Le Mensonge du Singe

 

Création de la Compagnie du Phoenix –

Texte / Vidéo / Jeu : Christophe Tostain
Régie : Lotus Choffel
Regard Extérieur : Fabrice Michel
Coproduction : Théâtre de l’Archipel de Granville, Théâtre Mégapobec
Soutiens à la création : Ville de Bayeux, Ville de Cormelles Le Royal

Il y a un fauteuil, et sur ce fauteuil, il y a un individu.
L’individu est immobile, il raconte, il nous dit qu’il vit seul dans le pavillon d’un lotissement en bordure de périphérique.
À l’intérieur, sa maison est vide. À l’extérieur, toutes les maisons se ressemblent. Lui est assis dans un
fauteuil. Il ne bouge pas. Comment en est-il arrivé là ? Personne ne le sait. Lui-même, d’ailleurs, ne le sait pas. Il en a quelques vagues souvenirs mais tout est devenu très confus dans sa mémoire. Il semble ne savoir qu’une seule chose : il a décidé de faire un voyage.
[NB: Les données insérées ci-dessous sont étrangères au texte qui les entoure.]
PR #316, opened 2020-03-24
tests: add a test that can be run manually for net testing

dustymabe:
This is how I've been doing network testing for the NM in
the initrd PR (https://github.com/coreos/fedora-coreos-config/pull/310).
One day I'd like to convert this into some more sophisticated
test that can be run in our CI but AFAIU right now that's not
possibly because our CI is limited to qemu unprivileged networking.

For now let's put this $somewhere so that we can pull it out
at least when we suspect problems.

### DIFF
--- a/tests/manual/fcos-network-testing.sh
+++ b/tests/manual/fcos-network-testing.sh
@@ -1,0 +1,486 @@
+#!/usr/bin/bash
+set -eu -o pipefail
+#set -x
+
+# This script attempts to test networking configuration in various
+# scenarios/configurations. It tries to test what should happen
+# when initramfs networking is passed and/or networking config is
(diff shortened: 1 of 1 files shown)


dustymabe:
I went though and talked to @jlebon about where would be the best place to put something like this. We came up with `tests/manual` in this repo for now. I don't know if there are problems with doing that or not, but this is an attempt at that.

cgwalters:
OK yeah, this looks like a net win.  See some discussions in https://github.com/coreos/fedora-coreos-tracker/issues/340 for libvirt.

lucab:
Isn't this something that belongs to coreos-assembler / mantle? Even if not part of automated CI, it would helpful not to start sprawling scripts around.

PR #318, opened 2020-03-25
overrides: fasttrack rust-zincati-0.0.9-1.fc31

dustymabe:
New version that includes various fixes and also support
for running behind a proxy.


dustymabe:
will update the link to bodhi once the update is made

dustymabe:
> will update the link to bodhi once the update is made

done - ready for review

jlebon (approved):

jlebon:
Upgrade testing should at least sanity-check basic functionality in the new Zincati. (But since the zincati repo itself has that test in its CI, we shouldn't expect any surprises here. :) )

dustymabe:
will merge once CI passes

À l’instant où il nous parle, de son fauteuil, il se projette dans un futur proche où il sortirait de chez lui, de son pavillon blanc pour traverser le lotissement.
Son voyage mental nous entraîne alors dans les lacis de ses pensées. Ses mots se dévident en un mouvement extrêmement lent et continu. Le fil de ses paroles ne parvient pas à se situer dans le temps. D’une phrase à l’autre, il alterne le présent, le passé, le futur. Peu importe ; je suis le singe qui tisse une toile d’araignée nous dit-il plusieurs fois. Il évoque sa difficulté d’être de ce monde, d’être dans ce monde, notre monde, celui des encore vivants.
Il évoque des souvenirs, son départ et son retour, la rue, ses tentatives d’insertion professionnelle, son voisinage…tout semble être la cause de son immobilité.
Mais Il y a bien autre chose qui existe. Un futur : celui qui va l’amener à traverser une passerelle et à se retrouver de l’autre côté du périphérique, une destination finale dont lui seul connaît l’issue…

Performance

Le Mensonge du Singe est une performance immersive. La scénographie est simple : un fauteuil de salon centré, un écran derrière, un écran au sol, des néons, un peu de fumée, une bouilloire. Dans le fauteuil, l’acteur ne bouge pas, ou de façon infime et intime. Il ne fait que nous parler et seuls ses mots nous prennent par la main pour nous emmener dans le voyage qu’il envisage. La lumière n’est faite que par projection vidéo, elle transforme l’espace où se trouve l’acteur. Le son, composé de textures omniprésentes, douces ou rugueuses, vient tendre l’espace mental qui est proposé afin de faire vivre au spectateur une expérience théâtrale radicale.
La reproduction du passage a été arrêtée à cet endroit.